# Why do you work?



## kudi (Sep 27, 2011)

Why do you choose to do the work you do? 
What do you like about it?
What do you want to change?
Where do you want to be in the future?


----------



## Dashing (Sep 19, 2011)

I don't. It's all a big hoax! I don't do anything and I'm still alive.


----------



## bellisaurius (Jan 18, 2012)

I pretty much have the job I've wanted since my early twenties. I like the fact that the job at times can be very edge of the seat, I get to see my final product, and that I have to be worried about the needs of three million people.


----------



## Aerorobyn (Nov 11, 2009)

*Why do you choose to do the work you do? * For the time being, it's a matter of money. I don't care for my job; the only reason I am still there after a year and a half is because it pays well. If I find something better that pays just as much, if not more, I will gladly leave. Money is the most important thing right now, though. 

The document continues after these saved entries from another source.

PR #14993, opened 2026-02-24
refactor: use `html` module from `tauri-utils`

thomaseizinger:
As a first step towards removing the outdated `kuchikiki` dependency, we remove them from the `tauri-cli` crate and instead utilize the existing `html` module from `tauri-utils`.

Related: #14959


thomaseizinger:
@Legend-Master Could we merge this so CI doesn't have to constantly get approved in #14959 ?

Legend-Master:
Merging this means we will need to bump a minor version of tauri-utils which I don't really want right now, it is easier for us to release patch versions between minor versions without some of the minor bump changes in the tree

Legend-Master:
Closing in favor of #14959

PR #14997, opened 2026-02-25
fix(core): replace unsafe unwraps with proper error handling

RainyNight9:

### DIFF
--- a/crates/tauri/src/ipc/protocol.rs
+++ b/crates/tauri/src/ipc/protocol.rs
@@ -65,9 +65,14 @@ pub fn get<R: Runtime>(manager: Arc<AppManager<R>>) -> UriSchemeProtocolHandler 
               span.record(
                 "request",
                 match &request.body {
-                  super::InvokeBody::Json(j) => serde_json::to_string(j).unwrap_or_else(|e| e.to_string()),
-                  super::InvokeBody::Raw(b) => serde_json::to_string(b).unwrap_or_else(|e| e.to_string()),
-                },
+                  super::InvokeBody::Json(j) => serde_json::to_string(j),
+                  super::InvokeBody::Raw(b) => serde_json::to_string(b),
+                }
+                .unwrap_or_else(|e| {
+                  let msg = format!("failed to serialize request body: {e}");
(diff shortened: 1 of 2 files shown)


sftse:
I dont think silencing potential errors by returning invalid json is proper error handling.

RainyNight9:
> I dont think silencing potential errors by returning invalid json is proper error handling.

Thanks for the feedback! You are right that returning a raw error string creates invalid JSON and might silence the error.

I've updated the code to:

1. Log the error using tracing::debug! so it's visible in the logs.
2. Return a valid JSON string (using serde_json::Value::String ) containing the error message, ensuring the response remains valid JSON.
Please let me know if this looks good to you.

sftse:
Is there conscious thought involved with this PR?

crates/tauri/src/window/mod.rs
```diff
@@ -333,7 +333,11 @@ tauri::Builder::default()
     let pending_webview = webview.into_pending_webview(self.manager, &self.label)?;
     let window = self.build_internal(Some(pending_webview))?;
 
-    let webview = window.webviews().first().unwrap().clone();
+    let webview = window
+      .webviews()
+      .first()
+      .cloned()
+      .ok_or(crate::Error::WebviewNotFound)?;
```
FabianLars, line 340: the webview was created in 333/334 so there should be no way for the unwrap to panic.

crates/tauri/src/ipc/protocol.rs
```diff
@@ -65,9 +65,14 @@ pub fn get<R: Runtime>(manager: Arc<AppManager<R>>) -> UriSchemeProtocolHandler
               span.record(
                 "request",
                 match &request.body {
-                  super::InvokeBody::Json(j) => serde_json::to_string(j).unwrap(),
-                  super::InvokeBody::Raw(b) => serde_json::to_string(b).unwrap(),
-                },
+                  super::InvokeBody::Json(j) => serde_json::to_string(j),
+                  super::InvokeBody::Raw(b) => serde_json::to_string(b),
```
FabianLars, line 69: this was already validated in parse_invoke_request

PR #14999, opened 2026-02-25
chore: fix clippy warnings

RainyNight9:

### DIFF
--- a/crates/tauri-bundler/src/bundle/macos/app.rs
+++ b/crates/tauri-bundler/src/bundle/macos/app.rs
@@ -136,7 +136,7 @@ pub fn bundle_project(settings: &Settings) -> crate::Result<Vec<PathBuf>> {
         if matches!(e, NotarizeAuthError::MissingTeamId) {
           return Err(e.into());
         } else {
-          log::warn!("skipping app notarization, {}", e);
+          log::warn!("skipping app notarization, {e}");
         }
       }
     }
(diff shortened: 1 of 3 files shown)


crates/tauri-bundler/src/bundle/macos/app.rs
```diff
@@ -136,7 +136,7 @@ pub fn bundle_project(settings: &Settings) -> crate::Result<Vec<PathBuf>> {
         if matches!(e, NotarizeAuthError::MissingTeamId) {
           return Err(e.into());
         } else {
-          log::warn!("skipping app notarization, {}", e.to_string());
+          log::warn!("skipping app notarization, {}", e);
```
FabianLars: if to_string can be removed, does this work as well?

```suggestion
          log::warn!("skipping app notarization, {e}");
```

RainyNight9: > if to_string can be removed, does this work as well?

Yes, it works! Since Rust 1.58, we can capture arguments from the surrounding scope. I've updated the code.

FabianLars (approved):

FabianLars:
Ah, one more thing. We have branch protection rules in place that requrie _all_ commits of a PR to be signed, can you perhaps set that up and force-push the signed commits? https://docs.github.com/en/authentication/managing-commit-signature-verification/signing-commits

RainyNight9:
> Ah, one more thing. We have branch protection rules in place that requrie _all_ commits of a PR to be signed, can you perhaps set that up and force-push the signed commits? https://docs.github.com/en/authentication/managing-commit-signature-verification/signing-commits

done

FabianLars (approved):

PR #15010, opened 2026-02-27
feat(cef): add WebviewBuilder::on_address_change

david-crabnebula:
The current `on_navigation` callback only fires before full page loads. CEF `DisplayHandler::on_address_change` fires for ALL URL changes including `pushState`


FabianLars:
can you remember if tauri+wry behaves like this?

david-crabnebula:
> can you remember if tauri+wry behaves like this?

good question, probably, because navigation to SPA like nextjs that use push state will not work (or at least the `on_navigation` hook would never fire, only on the index)

lucasfernog:
> can you remember if tauri+wry behaves like this?

wry doesn't treat SPA route changes as navigation

PR #15029, opened 2026-03-04
Revert "Apply Version Updates From Current Changes"

Legend-Master:
Reverts tauri-apps/tauri#14897

It can't seem to go through `cargo audit` because of old `time` crate (CI didn't catch it because it re-generated the lock file, see #15030), but since we can't pull in the new version in the repo due to a high MSRV


FabianLars:
if only #15030 is needed we don't need to revert. it will automatically retry to publish next commit

Legend-Master:
Ah, right, we'll also need to add the time error to ignore list

FabianLars:
might as well do that in 15030 too imo

PR #15030, opened 2026-03-04
fix(ci): bump rustsec/audit-check to v2 and ignore time audit

Legend-Master:
Use the change made in https://github.com/rustsec/audit-check/pull/20 to prevent things like
https://github.com/tauri-apps/tauri/actions/runs/22661517484/job/65685733208

Also adding RUSTSEC-2026-0009 to the ignore list

> time crate can't be updated in the repo because of MSRV, users are unaffected

### DIFF
--- a/.cargo/audit.toml
+++ b/.cargo/audit.toml
@@ -6,4 +6,6 @@ ignore = [
   "RUSTSEC-2020-0095",
   # proc-macro-error is unmaintained
   "RUSTSEC-2024-0370",
+  # time crate can't be updated in the repo because of MSRV, users are unaffected
+  "RUSTSEC-2026-0009",
 ]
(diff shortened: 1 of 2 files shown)


Legend-Master:
Looking at where this was ran

> https://github.com/jbolda/covector/blob/eff3ad5a4e0aebc701ca8cefa8afd9906b21eb43/packages/covector/src/init.ts#L470

The audit run was not known to me, do we also have this check for the js? (doesn't seem like it) Asking since our js one is also failing because of eslint and rollup plugin terser

FabianLars:
puhh, don't think so? pretty sure i published a few times with failing js audits

FabianLars (approved):

PR #15031, opened 2026-03-04
chore: update js dependencies to fix audit

Legend-Master:
Don't understand why `pnpm update typescript-eslint` didn't work, went ahead did a `pnpm update --recursive` 🤷‍♂️

Also removed outdated overrides, moved `onlyBuiltDependencies` to `pnpm-workspace.yaml`

### DIFF
--- a/crates/tauri-schema-worker/package.json
+++ b/crates/tauri-schema-worker/package.json
@@ -8,6 +8,6 @@
     "dev": "wrangler dev"
   },
   "devDependencies": {
-    "wrangler": "^4.61.1"
+    "wrangler": "^4.70.0"
   }
 }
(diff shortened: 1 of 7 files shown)


FabianLars:
> Don't understand why pnpm update typescript-eslint didn't work, 

the pnpm update command genuinely sucks and is my biggest (and only?) issue with pnpm. That you cannot simply update nested dependencies drives me crazy.

FabianLars:
for `serialize-javascript` i added an overwrite in tauri-action as well but we may wanna check if we can bully @jbolda into updating it in covector

Legend-Master:
Just looked at the `serialize-javascript` v6 to v7 breaking change, and it seems to be just a node version requirement bump, likely safe to override

FabianLars (approved):

PR #15038, opened 2026-03-05
refactor(macos-sign): use base64 crate instead of Command

amrbashir:
Avoids the mentioned issue by stripping whitespace before decoding. 

This fixes a niche case for me, where I have base64 installed on macOS from GNU coreutils, which doesn't use the same flags and builds were failing for me.

### DIFF
--- a/crates/tauri-macos-sign/src/lib.rs
+++ b/crates/tauri-macos-sign/src/lib.rs
@@ -64,6 +64,8 @@ pub enum Error {
   },
   #[error("failed to encode DER: {error}")]
   FailedToEncodeDER { error: std::io::Error },
+  #[error("failed to decode base64 certificate: {0}")]
+  Base64Decode(base64::DecodeError),
   #[error("certificate missing common name")]
   CertificateMissingCommonName,
   #[error("certificate missing organization unit for common name {common_name}")]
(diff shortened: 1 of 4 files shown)


zubinqayam (approved):
K01

zubinqayam (approved):
Done33

zubinqayam (approved):
Done55

Legend-Master (dismissed):
Not sure if we need a change file?

crates/tauri-macos-sign/src/lib.rs
```diff
@@ -329,36 +331,23 @@ impl NotarytoolCmdExt for Command {
...
-      .arg(&src_path)
-      .arg("-o")
-      .arg(out_path)
-      .piped(),
-    "failed to decode certificate",
-  )
-  .map_err(|error| Error::CommandFailed {
-    command: "base64 --decode".to_string(),
+  // strip whitespace before decoding
+  let cleaned: String = input.chars().filter(|c| !c.is_ascii_whitespace()).collect();
```
Legend-Master, line 342: Not exactly sure the behavior with the OS base64, but I think we should add a bit more context here in the comments

amrbashir: I don't have enough information about what was the previous problem exactly, so maybe @lucasfernog can shed some light on it

lucasfernog: this is just tech debt from the days David wrote this - like 5 years ago?? omg i'm old

lucasfernog (dismissed):

PR #15061, opened 2026-03-09
feat(ios): add --no-sign and --archive-only flags to ios build

### LINKED ISSUE #14940: [feat] Add a way to build iOS archives without signing
### Describe the problem

It would be good practice to have a way for CI/CD to build iOS `.xcarchive`s without signing them, so that we can convert them to `.ipa` at a later stage and sign them offline (ourselves as developers or single users via AltStore et cetera). Currently, one can build via a combination of `tauri ios build --open` and launching `xcodebuild` from another terminal:

```
xcodebuild archive \
          -project gen/apple/${NAME}.xcodeproj \
          -scheme "${NAME}"_iOS \
          -archivePath gen/apple/build/App.xcarchive \
          -configuration Release
          CODE_SIGNING_REQUIRED=NO 
          CODE_SIGNING_ALLOWED=NO
```

Something like `tauri ios build --archive --no-codesign`?

### Alternatives considered

Making two concurrent jobs? Seems hard to do? I don't know

### Additional context

Intended for use in GitHub Actions etc.

PixPMusic:
closes https://github.com/tauri-apps/tauri/issues/14940

Of note, `cargo test` is throwing a failed test, but it seems to be due to a snapshot change outside of my work? clippy is passing fine.

This adds two flags:

* `--no-sign`: uses xcodebuild archive to output a .xarchive, then pulls the .app out of that and produces an IPA for use in third-party distribution (AltStore/SideStore)
* `--archive-only`: uses xcodebuild archive to output a .xarchive, following your signing configuration. Can be combined with `--no-sign` as well

Places I'm unable to check for regression: App Store Connect use should be unaffected, but I'm unable to verify as I don't have an Apple Developer subscription.


PixPMusic:
I am going to take note of the following in SideStore:

https://github.com/LiveContainer/SideStore/blob/bff192be4e2b99e0e7cd717ba3d1871d3a7b2136/Makefile#L252-L268

I may want to consider the impact of entitlements in tauri projects, both for things like storage, but also for custom native extensions requiring advanced platform-specific configuration.

lucasfernog (dismissed):

PR #15064, opened 2026-03-10
fix: ohos build error

richerfu:
When i try to run tauri in ohos, i'll get the crash. I think this change is important. cc @frankplus @FabianLars @lucasfernog


FabianLars:
if we keep using git deps for longer we should look into pinning them to a commit hash but let's go with this for now.

FabianLars (approved):

PR #15101, opened 2026-03-12
fix(ios): fix deadlock during Swift plugin command handling

PrinceTumby:
Hi!

I was developing a Tauri plugin in Swift for iOS, and after changing a number of commands to be `async`, I noticed my entire app started freezing.
After some debugging, it seemed like there was a deadlock happening between two threads running `tauri::plugin::run_command` and its nested `plugin_command_response_handler` function.

I haven't had time to do a full investigation (it's a little difficult to reproduce with a simple example), but this fixes the issue by just making sure the `PENDING_PLUGIN_CALLS` mutex lock is held for just long enough to remove the handler, whereas previously Rust was implicitly extending the lifetime of the lock to cover the entire `if let` block.

I didn't immediately see any issues talking about this, but happy to tag them if there are any.

### DIFF
--- a/crates/tauri/src/plugin/mobile.rs
+++ b/crates/tauri/src/plugin/mobile.rs
@@ -373,12 +373,12 @@ pub(crate) fn run_command<R: Runtime, C: AsRef<str>, F: FnOnce(PluginResponse) +
         CStr::from_ptr(payload)
       };
 
-      if let Some(handler) = PENDING_PLUGIN_CALLS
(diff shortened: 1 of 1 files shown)


FabianLars (approved):

FabianLars:
my brain is foggy lately but i'm having a hard time seeing how this would behave differently - i mean, i see what you're thinking, i just can't really believe rust does this - anyway, doesn't hurt so i merged it anyway. Then we'll see over time if it really helped :)

PR #15105, opened 2026-03-13
fix: proper transparency on macOS and Windows

amrbashir:


crates/tauri-runtime-cef/src/cef_impl.rs
```diff
@@ -2061,7 +2093,7 @@ fn handle_webview_message<T: UserEvent>(
             .find(|w| w.webview_id == webview_id)
         })
       {
-        bv.inner.set_background_color(color_value)
+        bv.webview_attributes.borrow_mut().background_color = color;
```
lucasfernog, line 2096: so this doesn't update the background color anymore?

lucasfernog (approved):

crates/tauri-runtime-cef/src/cef_impl.rs
amrbashir: added back in [d99624b](https://github.com/tauri-apps/tauri/pull/15105/commits/d99624b9261d901452f4143feed71c3c4e7a5d06)

PR #15112, opened 2026-03-16
chore: reduce cloning in `EmbeddedAssets::get`

llogiq:
This is a simple change that removes one needless `to_vec()` in `EmbeddedAssets::get` for the compression-less version.

### DIFF
--- a/crates/tauri-utils/src/assets.rs
+++ b/crates/tauri-utils/src/assets.rs
@@ -188,7 +188,7 @@ impl EmbeddedAssets {
       .assets
       .get(key.as_ref())
       .copied()
-      .map(|a| Cow::Owned(a.to_vec()))
+      .map(Cow::Borrowed)
   }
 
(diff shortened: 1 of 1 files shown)


crates/tauri-utils/src/assets.rs
```diff
@@ -188,7 +188,7 @@ impl EmbeddedAssets {
       .assets
       .get(key.as_ref())
       .copied()
-      .map(|a| Cow::Owned(a.to_vec()))
+      .map(Cow::Borrowed)
```
Legend-Master:
```suggestion
Some(Cow::Borrowed(self.assets.get(key.as_ref())?))
```

Legend-Master: 🤦‍♂️ Doesn't seem to work for a slightly longer block suggestion

Legend-Master (approved):
Thanks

*What do you like about it?* About my current job: the pay, and those days when I get to exercise my creativity and do something beyond the norm. About working in general: not feeling like a deadbeat who mooches off of everybody else. 

*What do you want to change?* I would like a job that's less 'customer service'-ish. 

*Where do you want to be in the future?* Still haven't quite figured it out. I have so many career paths I want to take, it's hard for me to really choose. Ultimately, having my own business might be nice. Ideally, though, winning the lotto would be nice - building a savings account while doing my own thing at the same time.


----------



## ParetoCaretheStare (Jan 18, 2012)

I work because I need a way to output my energy at a consistent rate, level, and quality of work ethic in a society of a generally diverse group of human beings living together as the chief, KNOWN successors inhabiting this particular region of land, planet, space, time, and assumed existence. 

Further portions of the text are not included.